**** Task material
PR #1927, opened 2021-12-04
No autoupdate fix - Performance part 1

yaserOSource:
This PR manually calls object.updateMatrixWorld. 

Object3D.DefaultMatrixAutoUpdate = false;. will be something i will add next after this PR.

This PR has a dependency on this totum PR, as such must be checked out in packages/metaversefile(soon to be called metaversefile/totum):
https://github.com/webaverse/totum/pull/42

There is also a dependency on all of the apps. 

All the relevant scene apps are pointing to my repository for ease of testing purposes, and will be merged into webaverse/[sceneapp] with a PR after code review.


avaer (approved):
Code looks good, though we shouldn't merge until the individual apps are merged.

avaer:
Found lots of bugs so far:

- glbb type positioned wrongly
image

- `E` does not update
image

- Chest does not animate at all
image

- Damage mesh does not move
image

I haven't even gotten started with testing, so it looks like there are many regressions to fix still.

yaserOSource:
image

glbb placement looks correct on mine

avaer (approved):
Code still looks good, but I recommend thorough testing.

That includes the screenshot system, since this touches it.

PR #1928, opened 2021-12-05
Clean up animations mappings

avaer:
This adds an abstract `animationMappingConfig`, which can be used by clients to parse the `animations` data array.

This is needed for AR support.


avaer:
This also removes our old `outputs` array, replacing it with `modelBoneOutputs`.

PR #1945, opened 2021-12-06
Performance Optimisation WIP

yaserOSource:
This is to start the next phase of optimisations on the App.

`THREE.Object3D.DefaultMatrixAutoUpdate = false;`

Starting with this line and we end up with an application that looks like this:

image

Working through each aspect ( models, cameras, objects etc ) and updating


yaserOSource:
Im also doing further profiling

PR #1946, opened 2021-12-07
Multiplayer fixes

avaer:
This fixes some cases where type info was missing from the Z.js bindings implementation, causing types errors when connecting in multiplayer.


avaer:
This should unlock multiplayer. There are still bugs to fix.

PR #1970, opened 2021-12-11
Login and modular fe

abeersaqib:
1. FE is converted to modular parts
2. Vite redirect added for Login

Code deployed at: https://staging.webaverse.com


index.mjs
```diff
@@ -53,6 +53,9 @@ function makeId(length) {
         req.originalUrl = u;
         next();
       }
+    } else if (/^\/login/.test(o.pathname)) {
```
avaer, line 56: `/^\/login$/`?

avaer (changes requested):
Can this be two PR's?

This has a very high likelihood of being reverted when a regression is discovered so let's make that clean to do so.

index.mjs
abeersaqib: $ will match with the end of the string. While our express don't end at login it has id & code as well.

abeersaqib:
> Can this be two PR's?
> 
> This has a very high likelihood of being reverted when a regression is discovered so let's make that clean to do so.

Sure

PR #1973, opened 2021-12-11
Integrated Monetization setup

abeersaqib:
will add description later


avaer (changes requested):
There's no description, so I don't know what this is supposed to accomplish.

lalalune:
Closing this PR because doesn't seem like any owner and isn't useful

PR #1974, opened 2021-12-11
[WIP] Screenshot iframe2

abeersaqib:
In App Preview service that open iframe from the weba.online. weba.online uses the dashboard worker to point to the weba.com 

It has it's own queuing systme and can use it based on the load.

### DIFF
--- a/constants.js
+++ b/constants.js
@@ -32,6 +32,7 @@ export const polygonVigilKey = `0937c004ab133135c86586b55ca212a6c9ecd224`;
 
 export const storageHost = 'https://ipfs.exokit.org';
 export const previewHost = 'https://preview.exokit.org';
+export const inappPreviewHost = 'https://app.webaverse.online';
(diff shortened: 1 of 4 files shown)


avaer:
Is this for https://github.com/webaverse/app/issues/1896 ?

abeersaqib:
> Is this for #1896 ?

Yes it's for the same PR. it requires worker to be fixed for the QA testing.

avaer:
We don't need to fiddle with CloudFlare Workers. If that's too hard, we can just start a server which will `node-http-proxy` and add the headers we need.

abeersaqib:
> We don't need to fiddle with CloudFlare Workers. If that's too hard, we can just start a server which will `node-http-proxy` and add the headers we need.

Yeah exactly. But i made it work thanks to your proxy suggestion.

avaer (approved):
********
- [Problem to solve]:
Every single line in the records above must be written out exactly.

- [Response for this exercise]:
PR #1927, opened 2021-12-04
No autoupdate fix - Performance part 1

yaserOSource:
This PR manually calls object.updateMatrixWorld. 

Object3D.DefaultMatrixAutoUpdate = false;. will be something i will add next after this PR.

This PR has a dependency on this totum PR, as such must be checked out in packages/metaversefile(soon to be called metaversefile/totum):
https://github.com/webaverse/totum/pull/42

There is also a dependency on all of the apps. 

All the relevant scene apps are pointing to my repository for ease of testing purposes, and will be merged into webaverse/[sceneapp] with a PR after code review.


avaer (approved):
Code looks good, though we shouldn't merge until the individual apps are merged.

avaer:
Found lots of bugs so far:

- glbb type positioned wrongly
image

- `E` does not update
image

- Chest does not animate at all
image

- Damage mesh does not move
image

I haven't even gotten started with testing, so it looks like there are many regressions to fix still.

yaserOSource:
image

glbb placement looks correct on mine

avaer (approved):
Code still looks good, but I recommend thorough testing.

That includes the screenshot system, since this touches it.

PR #1928, opened 2021-12-05
Clean up animations mappings

avaer:
This adds an abstract `animationMappingConfig`, which can be used by clients to parse the `animations` data array.

This is needed for AR support.


avaer:
This also removes our old `outputs` array, replacing it with `modelBoneOutputs`.

PR #1945, opened 2021-12-06
Performance Optimisation WIP

yaserOSource:
This is to start the next phase of optimisations on the App.

`THREE.Object3D.DefaultMatrixAutoUpdate = false;`

Starting with this line and we end up with an application that looks like this:

image

Working through each aspect ( models, cameras, objects etc ) and updating


yaserOSource:
Im also doing further profiling

PR #1946, opened 2021-12-07
Multiplayer fixes

avaer:
This fixes some cases where type info was missing from the Z.js bindings implementation, causing types errors when connecting in multiplayer.


avaer:
This should unlock multiplayer. There are still bugs to fix.

PR #1970, opened 2021-12-11
Login and modular fe

abeersaqib:
1. FE is converted to modular parts
2. Vite redirect added for Login

Code deployed at: https://staging.webaverse.com


index.mjs
```diff
@@ -53,6 +53,9 @@ function makeId(length) {
         req.originalUrl = u;
         next();
       }
+    } else if (/^\/login/.test(o.pathname)) {
```
avaer, line 56: `/^\/login$/`?

avaer (changes requested):
Can this be two PR's?

This has a very high likelihood of being reverted when a regression is discovered so let's make that clean to do so.

index.mjs
abeersaqib: $ will match with the end of the string. While our express don't end at login it has id & code as well.

abeersaqib:
> Can this be two PR's?
> 
> This has a very high likelihood of being reverted when a regression is discovered so let's make that clean to do so.

Sure

PR #1973, opened 2021-12-11
Integrated Monetization setup

abeersaqib:
will add description later


avaer (changes requested):
There's no description, so I don't know what this is supposed to accomplish.

lalalune:
Closing this PR because doesn't seem like any owner and isn't useful

PR #1974, opened 2021-12-11
[WIP] Screenshot iframe2

abeersaqib:
In App Preview service that open iframe from the weba.online. weba.online uses the dashboard worker to point to the weba.com 

It has it's own queuing systme and can use it based on the load.

### DIFF
--- a/constants.js
+++ b/constants.js
@@ -32,6 +32,7 @@ export const polygonVigilKey = `0937c004ab133135c86586b55ca212a6c9ecd224`;
 
 export const storageHost = 'https://ipfs.exokit.org';
 export const previewHost = 'https://preview.exokit.org';
+export const inappPreviewHost = 'https://app.webaverse.online';
(diff shortened: 1 of 4 files shown)


avaer:
Is this for https://github.com/webaverse/app/issues/1896 ?

abeersaqib:
> Is this for #1896 ?

Yes it's for the same PR. it requires worker to be fixed for the QA testing.

avaer:
We don't need to fiddle with CloudFlare Workers. If that's too hard, we can just start a server which will `node-http-proxy` and add the headers we need.

abeersaqib:
> We don't need to fiddle with CloudFlare Workers. If that's too hard, we can just start a server which will `node-http-proxy` and add the headers we need.

Yeah exactly. But i made it work thanks to your proxy suggestion.

avaer (approved):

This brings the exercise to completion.